Additionally, the postsynapse has a **receptor recycling pool** — a finite intracellular reserve of AMPA receptors held in endosomes near the spine that can be rapidly inserted during early LTP. This pool is local to a dendritic segment and is not immediately replenished. If multiple nearby spines are potentiated in rapid succession, they compete for the same local receptor reserve before new receptors synthesized in the soma can arrive.
**In the astrocyte**, the budget constraint is the most spatially explicit of the three because a single astrocyte wraps somewhere between 100,000 and 2,000,000 synapses in humans — an enormous territory. Its finite resources include the total EAAT transporter protein available for glutamate clearance, the D-serine synthesis capacity which depends on serine racemase enzyme levels, the ECM protein production capacity for Glypicans and Thrombospondins, and critically the ATP budget for running all of these simultaneously. When many synapses in its territory are active simultaneously, the astrocyte faces a genuine allocation problem: it cannot maximally support all of them at once. There is evidence that the perisynaptic process — the fine astrocytic extension that wraps individual synapses — is itself a dynamic structure that the astrocyte extends and retracts selectively, suggesting it physically prioritizes which synapses receive close wrapping and therefore which ones benefit from tighter D-serine delivery and glutamate containment.

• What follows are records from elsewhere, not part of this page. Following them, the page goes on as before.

PR #512, opened 2020-10-22
fix: various automagic npm module installation fixes

### LINKED ISSUE #509: commented npm modules not ignored if comments are multi-line
Given this code in an editor pane:

```js
    // const cow = require('cow');
    /* const say = require('say'); */
    /**
     * const hello = require('hello'); 
     * const world = require('world'); 
    */
```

**The deeper implication** is that potentiation is not just a local bilateral negotiation between one presynapse and one postsynapse. It is a **network-level resource competition** in which:
A strongly potentiated synapse draws proteins and structural resources away from its neighbors on the same axon and dendrite. The astrocyte must allocate its clearance, co-agonist, and structural support capacity across its entire territory. The metabolic pipeline — glucose from blood vessels, lactate to neurons — has a ceiling determined by capillary supply, meaning a highly active region of the astrocyte territory can become fuel-limited if demand outpaces vascular supply.

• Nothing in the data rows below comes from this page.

PR #515, opened 2020-10-23
build: switch to use Electron Forge publish

vhashimotoo:
This PR switches to using just Electron Forge to publish command instead of action. Also moved to build ia32 to before the building x64, this should help by publishing the right `nupkg` files for updating x64.


vhashimotoo:
Replaced by #516

PR #840, opened 2021-08-13
ci: refactor GitHub Actions for caching / network timeouts

malept:
* Adds Dependabot config for GitHub Actions
  * I deliberately didn't want to update JS dependencies here. If we want to do that we should tackle that in a separate PR (and also discuss whether those PRs should get auto-merged when tests pass)
*  Refactor the setup-node/cache config since setup-node now comes with caching built-into it
* Add yarn network timeout from #833 to the build step (it failed [here](https://github.com/electron/fiddle/runs/3326328222?check_suite_focus=true))

### DIFF
--- a/.github/dependabot.yml
+++ b/.github/dependabot.yml
@@ -1,0 +1,6 @@
+version: 2
+updates:
+  - package-ecosystem: "github-actions"
+    directory: "/"
+    schedule:
+      interval: "daily"
--- a/.github/workflows/build.yaml
+++ b/.github/workflows/build.yaml
@@ -12,7 +12,7 @@ jobs:
   test:
     runs-on: ubuntu-latest
     steps:
-      - uses: actions/checkout@v2
+      - uses: actions/checkout@v2.3.4
       - name: Setup Node.js
         uses: actions/setup-node@v2.4.0
         with:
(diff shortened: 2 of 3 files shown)


malept:
```
Run yarn --network-timeout 100000
yarn install v1.22.5
[1/4] Resolving packages...
[2/4] Fetching packages...
info There appears to be trouble with your network connection. Retrying...
info There appears to be trouble with your network connection. Retrying...
error An unexpected error occurred: "https://registry.yarnpkg.com/monaco-editor/-/monaco-editor-0.21.3.tgz: unexpected end of file".
info If you think this is a bug, please open a bug report with the information provided in "/Users/runner/work/fiddle/fiddle/yarn-error.log".
info Visit https://yarnpkg.com/en/docs/cli/install for documentation about this command.
Error: Process completed with exit code 1.
```

Well, that didn't work :sob:

ckerr (commented):
Looks reasonable on the face of it.

Is there any magic going on with hardcoding the action version numbers? I see we bumped from setup-node@v1 to setup-node@v2.4.0 but mostly I'm wondering about the rationale for pinning to a specific patch number?

malept:
> Is there any magic going on with hardcoding the action version numbers? I see we bumped from setup-node@v1 to setup-node@v2.4.0 but mostly I'm wondering about the rationale for pinning to a specific patch number?

It's for a couple of reasons:

1. It's more obvious when a build fails, that it's more likely to be the app code and not that an action upgraded itself between runs.
2. When Dependabot upgrades GitHub Actions, they use a specific version number instead of a version range/branch name.

ckerr (approved):

PR #843, opened 2021-08-19
fix: removing a missing local version from UI

codebytere:
Fixes an issue where missing local versions wouldn't be removed from the UI because we branched on a conditional (version state being ready) that wouldn't apply to local versions (they'd be unknown).


ckerr (approved):
LGTM

PR #848, opened 2021-09-02
ci: Run yarn with --frozen-lockfile

andersk:
This is the [recommended](https://classic.yarnpkg.com/en/docs/cli/install/) way to run Yarn in CI, in order to catch pull requests like #813 that leave package.json and yarn.lock out of sync.


erickzhao (approved):
👍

This is probably why **heterosynaptic LTD** exists — the observation that strong LTP at one synapse is often accompanied by spontaneous depression at neighboring synapses on the same dendrite even without those synapses being directly stimulated. It may be less a deliberate regulatory mechanism and more a direct consequence of resource depletion: the potentiated synapse captured the available receptors, actin machinery, and astrocytic support, leaving neighboring synapses passively impoverished.

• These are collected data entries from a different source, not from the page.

PR #850, opened 2021-09-03
fix(linux): enable protocol handler for deb/rpm

malept:
I was in the middle of fixing up the protocol handler guide in the Electron docs and I realized that Fiddle's URLs don't work on Linux. It turns out that you need to [add an `x-scheme-handler` to the `MimeType`](https://specifications.freedesktop.org/shared-mime-info-spec/0.21/ar01s02.html#idm45917071429120) in the Electron app's `.desktop` file (which is generated by the various `electron-installer-*` modules for Linux).

While I was in there I synced the common config for the Linux makers (the rpm was missing the icon).

I tested this on Ubuntu 18.04 by running:

```shell
yarn make --targets=@electron-forge/maker-deb
sudo apt install ./out/make/deb/x64/electron_fiddle_0.26.0_amd64.deb
```

...and then loading an Electron Fiddle URL.

### DIFF
--- a/forge.config.js
+++ b/forge.config.js
@@ -14,6 +14,13 @@ if (process.env['WINDOWS_CODESIGN_FILE']) {
   }
 }
 
+const commonLinuxConfig = {
+  icon: {
+    scalable: path.resolve(iconDir, 'fiddle.svg'),
+  },
+  mimeType: ['x-scheme-handler/electron-fiddle'],
+};
+
 const config = {
   hooks: {
     generateAssets: require('./tools/generateAssets'),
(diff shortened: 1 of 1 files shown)


erickzhao (approved):

solsticedhiver:
Does not work for me. Well, to be precise, on archlinux, adding the mimetype in the .desktop file, make electron-fiddle shows up, but it always open the "Hello World" fiddle. Not the one requested.

What is the command to launch a fiddle from cli ?
I have tried:
```
electron-fiddle electron-fiddle://electron/v15.3.1/docs/fiddles/quick-start
electron-fiddle test --fiddle electron-fiddle://electron/v15.3.1/docs/fiddles/quick-start
electron-fiddle start --fiddle electron-fiddle://electron/v15.3.1/docs/fiddles/quick-start
```
None of them work as expected. Always opening the default "Hello World" fiddle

The pseudocode should therefore include a budget layer that sits above the individual synapse functions — something like a shared resource pool per axonal arbor, per dendritic segment, and per astrocyte territory, from which each commit function draws and against which each structural expansion is checked. Potentiation that would exceed the available budget either fails to consolidate fully, triggers compensatory depression at neighboring synapses, or waits for new protein synthesis to replenish the pool before completing.